Isn't it about time the JupyterLab instance got an overhaul?

Python 3.6? Hail 0.2.78 which is 14 months out of date? Jupyterlab 2.x?   My every attempt at updating manually ends in a broken pyspark/dxpy dependency circus.

Comments

28 comments

  • Comment author
    Chai Fungtammasan DNAnexus Team

    Thank you for the feedback. I sent this note directly to the lead product manager. I will leave this thread open in case anyone has workaround, but we will try to follow up to make sure this will be officially updated.

    0
  • Comment author
    Former User of DNAx Community_51

    Hi @Jakob Madsen?  we have got the latest hail version working on a spark cluster in a DNAnexus app. It would be very helpful if you or anyone else reading this would be able to test that our app (https://github.com/lindgrengroup/hail-on-dnanexus) works in dx projects other than our own. What ever the result please report below and hopefully I can make a main post announcing this app!

     

    Many Thanks,

    Barney

    0
  • The current version of Hail is incompatible with the UKB WES BGEN compression format (zlib vs zstd discussed here: https://community.dnanexus.com/s/question/0D5t000004AflSiCAJ/hail-troubleshooting-for-ukb-data). This will be fixed by this PR (https://github.com/hail-is/hail/pull/12576), which I was told should be released in day or two. It would be really helpful to get an update to the newest version once that's added.

    0
  • zstd support will be included in Hail 0.2.108

    0
  • Comment author
    Chai Fungtammasan DNAnexus Team

    Do you have the estimate of when this will be released?

     

    0
  • Not sure, I'm following here https://github.com/hail-is/hail/pull/12591

    0
  • Comment author
    Chai Fungtammasan DNAnexus Team

    sounds good. Thanks!

    0
  • Nice am following that release thread and will update the app asap after the hail release

    0
  • @Chai Fungtammasan? Crazy suggestion. Would it make sense for you guys to reach out to Tim and Dan from Hail? From a brief search, it seems that ~40 topics here are about Hail and ~50 questions on the Hail forums are about UKB and RAP. Seems like it might be a way to address some of the issues and weird behaviour (like the one mentioned above).

    0
  • Comment author
    Chai Fungtammasan DNAnexus Team

    I think this is a good suggestion. I will sync this internally, and try to reach out to them.

    0
  • Hail 0.2.108 released and working! This is great news - previously we've been unable to analyse UKB imputed in Hail without errors in JupyterLab...

    0
  • Does anyone know at DNAnexus know if supporting a rolling release of Hail in JupyterLab is in the works? We've shown it's possible and we would prefer not to spend this time maintaining usability for your platform.

     

    Many Thanks,

    Barney

    0
  • Comment author
    Chai Fungtammasan DNAnexus Team

    @Barney Hill?  The DNAnexus engineer is updating the Hail, but we might as well update to this version rather than the previous version.

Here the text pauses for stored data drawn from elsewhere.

Issue #315, opened 2023-07-18
Migrate All tests to Foundry


ewilz:
### Describe the suggested feature and problem it solves.

Needing access to node-js is causing some dev-x issues, and instead of patching those, it seems like somewhat low effort to just get all our tests migrated and delete hardhat.

merged migrations:

- [x] sqrtPriceMath https://github.com/Uniswap/v4-core/pull/317
- [x] tickMath https://github.com/Uniswap/v4-core/pull/306
- [x] FullMath (https://github.com/Uniswap/v4-core/pull/314))
- [x] TickBitmap https://github.com/Uniswap/v4-core/pull/320
- [ ] SwapMath https://github.com/Uniswap/v4-core/pull/323
- [ ] PoolManager

ewilz:
If anyone feels like contributing to this, please leave a comment with which file you're migrating. This would be SO HELPFUL!

MwitahJob:
Working on swapMath.spec.ts

MwitahJob:
Working on swapMath.spec.ts

MwitahJob:
Hello could you help me a little, they are some functions imported into the hardhat test which are written in typescript.

``` solidity
import { encodeSqrtPriceX96, expandTo18Decimals } from './shared/utilities'
```

If you don't mind, how do I go around it? Sorry it's my first time.🙂

gitcoindev:
Hi! I would like to contribute and pick up SqrtPriceMath, will open a PR till Tuesday EOD.

gitcoindev:
Hi @ewilz I second the question from @MwitahJob . just after I created a skeleton I encountered the same functions. If I understand correctly, the typescript helper function implementations used in tests must be ported to solidity.

In this particular case for expandTo18Decimals we have number * 10^18

```
export function expandTo18Decimals(n: number): BigNumber {
  return BigNumber.from(n).mul(BigNumber.from(10).pow(18))
}
```

and we could potentially use an example from Solidity types https://docs.soliditylang.org/en/v0.8.20/types.html for `UFixed256x18` 

```
 /// Turns a uint256 into a UFixed256x18 of the same value.
    /// Reverts if the integer is too large.
    function toUFixed256x18(uint256 a) internal pure returns (UFixed256x18) {
        return UFixed256x18.wrap(a * multiplier);
    }
```

I just want to double check if this is the correct way or perhaps Uniswap already has a preferred Solidity library to use?

gitcoindev:
[...]

PR #354, opened 2023-09-11
Migrate functionality from setProtocolFeeController to testPoolManagerFeeControllerSet

smatthewenglish:
## Related Issue

This PR addresses part of Issue #315, porting `PoolManager` test cases from hardhat to foundry. 

## Description of changes

Finish porting the final piece of functionality from `setProtocolFeeController` in `PoolManager.spec.ts` to the associated test case `testPoolManagerFeeControllerSet` in `PoolManager.t.sol`. 

These tests were almost the same, except that `testPoolManagerFeeControllerSet` didn't check for the `ProtocolFeeControllerUpdated` event, now it checks for that event so it seems safe to remove the redundant test `setProtocolFeeController` from `PoolManager.spec.ts`.

### DIFF
--- a/test/foundry-tests/PoolManager.t.sol
+++ b/test/foundry-tests/PoolManager.t.sol
@@ -38,6 +38,7 @@ contract PoolManagerTest is Test, Deployers, TokenFixture, GasSnapshot, IERC1155
     using CurrencyLibrary for Currency;
 
     event LockAcquired();
+    event ProtocolFeeControllerUpdated(address protocolFeeController);
     event Initialize(
         PoolId indexed poolId,
         Currency indexed currency0,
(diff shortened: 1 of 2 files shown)


test/foundry-tests/PoolManager.t.sol
```diff
@@ -340,6 +341,8 @@ contract PoolManagerTest is Test, Deployers, TokenFixture, GasSnapshot, IERC1155
 
     function testPoolManagerFeeControllerSet() public {
         assertEq(address(manager.protocolFeeController()), address(0));
+        vm.expectEmit(false, false, false, true);
```
emagici, line 344:
```suggestion
        vm.expectEmit(true, true, true, true, address(manager));
```

smatthewenglish: Thanks for the suggestion!

In my opinion it makes more sense to specify the first three values as `false` since the purpose of those arguments is to evaluate indexed topics, and the `ProtocolFeeControllerUpdated` event doesn't have any log values encoded as topics. 

Specifying the emitting contract though does seem like it adds value, since it's more comprehensive. I'll update it accordingly!

ewilz (approved):

PR #581, opened 2023-05-10
Use reflection to work around Gradle's scanning of plugin code

keynmol:
See https://github.com/gradle/gradle/issues/8411#issuecomment-474627356

Additionally, run a basic test on Gradle 5

### Test plan

- New test on Gradle 5 added


olafurpg (approved):
❤️ Scala reflective invocations

PR #596, opened 2023-06-13
feat: add support for 0.11.x series of Mill

ckipp01:
This bumps the version of mill-scip which brings in support for the newly released 0.11.x series of Mill. This also updates the tests to ensure they are running against both the minimal 0.10.x and 0.11.x versions of Mill.

### Test plan

Tests should all be 🍏 .


keynmol:
Thank you!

    @Ondrej Klempir? has been testing your applet and see if this would fix multiple issues we saw. He runs into a few sporadic issue and would also share his suggestion with you.

    0
  • Comment author
    Ondrej Klempir DNAnexus Team

    Hi @Barney Hill?, I have provided a couple of tests on UKB imputation BGEN. I was successful with reproducing all the components in this UKB RAP openBio notebook: https://github.com/dnanexus/OpenBio/blob/master/hail_tutorial/BGEN_import.ipynb. Before saving mt hail matrix into dnax, I applied a filtering by sample, in order to filter down the dimensions.

     

    In my experiments, Hail 0.2.108 can directly load zstd UKB BGEN:

    -- ukb22828 GRCh37 UKB imputation from genotype

    -- ukb21007 GRCh38 TOPMed

    -- ukb21008 GRCh38 GEL

     

    During the index_BGEN step, I was facing a Spark zstd (de)compression issue. Using lz4 codec made bgen indexing step working. I just added the following line to SparkSession builder:

    .config("spark.shuffle.mapStatus.compression.codec", "lz4") 

     

    Moreover, the new Hail version produces no errors when importing WGS pVCFs.

     

    -----------

    A couple of days ago I faced a setuptools python package issue during applet initialization phase, so the applet stopped working. It was fixed when we added:

    python3 -m pip install --upgrade pip

    python3 -m pip install --upgrade setuptools

     

    All of this has been resolved in your recent update to Hail 0.2.108!

    0
  • Thankyou very much,

    Yeah something went funky with the latest release of setuptools the other day: https://github.com/pypa/setuptools/issues/3772. I should also flag that I've experienced an issue with the latest hail: https://github.com/hail-is/hail/issues/12608. From the error I'm fairly sure this is on the hail side.

    0
  • Comment author
    Ondrej Klempir DNAnexus Team

    Thank you @Barney Hill?,

    The observer error "Exception in thread "map-output-dispatcher-0" Exception in thread "map-output-dispatcher-1" you are reporting at https://github.com/hail-is/hail/issues/12608, is the same message I faced. Perhaps, in the meantime, you may add .config("spark.shuffle.mapStatus.compression.codec", "lz4")  into SparkSession builder and see if this resolves the issue.

    0
  • Comment author
    Former User of DNAx Community_38

    Would it be possible to make the dxjupyterlab and dxjupyterlab_spark_cluster apps open source like many of the other apps on the platform are? Especially if we're going to rely on the community to keep things updated.

    0
  • Comment author
    Chai Fungtammasan DNAnexus Team

    That's a good suggestion. Let me talk to engineering and security team if its okay with them.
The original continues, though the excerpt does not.